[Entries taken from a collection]

= = =

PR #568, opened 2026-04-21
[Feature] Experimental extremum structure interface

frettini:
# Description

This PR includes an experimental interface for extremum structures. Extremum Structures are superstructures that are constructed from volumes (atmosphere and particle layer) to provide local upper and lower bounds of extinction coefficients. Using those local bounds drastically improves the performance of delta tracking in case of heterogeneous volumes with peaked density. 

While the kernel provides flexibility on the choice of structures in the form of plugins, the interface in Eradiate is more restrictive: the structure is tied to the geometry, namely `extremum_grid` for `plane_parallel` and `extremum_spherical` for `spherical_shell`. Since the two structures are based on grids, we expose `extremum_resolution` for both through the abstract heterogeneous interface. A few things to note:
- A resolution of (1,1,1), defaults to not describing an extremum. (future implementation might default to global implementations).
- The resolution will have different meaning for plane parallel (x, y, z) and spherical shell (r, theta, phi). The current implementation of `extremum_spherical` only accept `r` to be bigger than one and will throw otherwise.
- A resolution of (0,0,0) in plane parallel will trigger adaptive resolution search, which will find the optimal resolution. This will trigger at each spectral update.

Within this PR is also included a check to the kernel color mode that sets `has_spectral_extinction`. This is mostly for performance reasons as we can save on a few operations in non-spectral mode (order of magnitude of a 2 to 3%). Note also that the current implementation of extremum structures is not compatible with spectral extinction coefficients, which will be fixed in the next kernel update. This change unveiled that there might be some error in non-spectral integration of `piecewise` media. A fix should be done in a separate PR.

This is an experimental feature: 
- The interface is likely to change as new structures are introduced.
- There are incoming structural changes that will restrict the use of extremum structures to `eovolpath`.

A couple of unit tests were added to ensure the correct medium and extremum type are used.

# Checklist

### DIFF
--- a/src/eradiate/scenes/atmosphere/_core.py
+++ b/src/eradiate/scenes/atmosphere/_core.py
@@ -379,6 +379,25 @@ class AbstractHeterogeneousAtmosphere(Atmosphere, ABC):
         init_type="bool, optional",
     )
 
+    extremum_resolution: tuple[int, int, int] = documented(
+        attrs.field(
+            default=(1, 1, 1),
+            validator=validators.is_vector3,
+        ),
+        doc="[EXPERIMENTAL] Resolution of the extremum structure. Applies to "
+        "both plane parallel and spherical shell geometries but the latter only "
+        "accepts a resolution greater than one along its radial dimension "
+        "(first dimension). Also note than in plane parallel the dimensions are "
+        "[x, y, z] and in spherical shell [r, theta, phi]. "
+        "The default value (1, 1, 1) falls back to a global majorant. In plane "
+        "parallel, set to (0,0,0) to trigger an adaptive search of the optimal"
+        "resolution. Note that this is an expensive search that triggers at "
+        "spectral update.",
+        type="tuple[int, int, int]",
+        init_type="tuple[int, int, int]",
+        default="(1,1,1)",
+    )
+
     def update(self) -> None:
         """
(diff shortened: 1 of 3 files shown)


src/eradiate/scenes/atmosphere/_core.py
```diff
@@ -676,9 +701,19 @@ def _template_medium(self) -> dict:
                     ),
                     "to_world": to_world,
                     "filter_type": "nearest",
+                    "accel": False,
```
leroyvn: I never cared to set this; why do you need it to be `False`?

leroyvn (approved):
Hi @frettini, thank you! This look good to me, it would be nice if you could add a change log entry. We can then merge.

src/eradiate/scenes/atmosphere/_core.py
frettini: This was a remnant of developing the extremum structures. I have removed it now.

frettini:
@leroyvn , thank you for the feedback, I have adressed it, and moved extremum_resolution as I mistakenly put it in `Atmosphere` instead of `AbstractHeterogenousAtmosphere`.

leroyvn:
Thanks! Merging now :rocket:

= = =

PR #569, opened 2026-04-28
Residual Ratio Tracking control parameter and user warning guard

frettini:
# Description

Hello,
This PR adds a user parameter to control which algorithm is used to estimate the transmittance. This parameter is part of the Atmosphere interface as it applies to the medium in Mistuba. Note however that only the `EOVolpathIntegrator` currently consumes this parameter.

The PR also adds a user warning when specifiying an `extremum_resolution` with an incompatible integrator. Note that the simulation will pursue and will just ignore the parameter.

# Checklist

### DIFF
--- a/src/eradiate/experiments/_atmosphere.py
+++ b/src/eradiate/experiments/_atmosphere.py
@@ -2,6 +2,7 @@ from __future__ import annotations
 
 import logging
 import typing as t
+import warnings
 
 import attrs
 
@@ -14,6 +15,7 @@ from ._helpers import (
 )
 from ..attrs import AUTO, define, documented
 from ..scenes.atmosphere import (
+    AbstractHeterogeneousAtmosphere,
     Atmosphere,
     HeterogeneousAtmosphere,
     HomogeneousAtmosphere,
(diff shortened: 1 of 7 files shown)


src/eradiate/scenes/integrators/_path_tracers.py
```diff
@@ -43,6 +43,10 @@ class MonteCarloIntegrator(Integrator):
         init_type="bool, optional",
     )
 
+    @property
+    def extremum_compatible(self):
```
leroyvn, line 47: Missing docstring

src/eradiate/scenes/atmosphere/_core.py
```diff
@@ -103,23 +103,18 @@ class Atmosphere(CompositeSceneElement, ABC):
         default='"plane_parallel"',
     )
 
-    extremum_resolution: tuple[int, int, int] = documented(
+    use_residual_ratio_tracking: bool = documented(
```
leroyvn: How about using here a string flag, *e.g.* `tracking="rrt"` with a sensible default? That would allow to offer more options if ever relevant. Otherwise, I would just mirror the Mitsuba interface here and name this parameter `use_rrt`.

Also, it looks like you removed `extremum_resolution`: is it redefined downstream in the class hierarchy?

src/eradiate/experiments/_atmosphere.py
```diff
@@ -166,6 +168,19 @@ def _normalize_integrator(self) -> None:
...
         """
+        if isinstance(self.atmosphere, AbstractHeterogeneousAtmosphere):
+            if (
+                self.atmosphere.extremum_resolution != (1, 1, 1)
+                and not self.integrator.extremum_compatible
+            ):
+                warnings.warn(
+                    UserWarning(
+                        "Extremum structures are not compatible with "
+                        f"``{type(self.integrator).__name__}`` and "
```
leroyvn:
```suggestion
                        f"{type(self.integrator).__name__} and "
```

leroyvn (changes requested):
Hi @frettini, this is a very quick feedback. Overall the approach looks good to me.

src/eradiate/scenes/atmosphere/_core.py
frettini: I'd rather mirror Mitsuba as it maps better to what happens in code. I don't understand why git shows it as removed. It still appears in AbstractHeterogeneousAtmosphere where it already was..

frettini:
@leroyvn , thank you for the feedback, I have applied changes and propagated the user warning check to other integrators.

= = =

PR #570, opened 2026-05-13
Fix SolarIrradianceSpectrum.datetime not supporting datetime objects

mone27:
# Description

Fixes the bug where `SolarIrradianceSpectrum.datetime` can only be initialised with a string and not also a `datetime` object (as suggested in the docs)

= = =

**WORK INSTRUCTIONS**
For each line above that contains the word "self", give the line as it is written.

**TASK RESULT**
     def update(self) -> None:
@@ -676,9 +701,19 @@ def _template_medium(self) -> dict:
+    def extremum_compatible(self):
@@ -166,6 +168,19 @@ def _normalize_integrator(self) -> None:
+        if isinstance(self.atmosphere, AbstractHeterogeneousAtmosphere):
+                self.atmosphere.extremum_resolution != (1, 1, 1)
+                and not self.integrator.extremum_compatible
+                        f"``{type(self.integrator).__name__}`` and "
                        f"{type(self.integrator).__name__} and "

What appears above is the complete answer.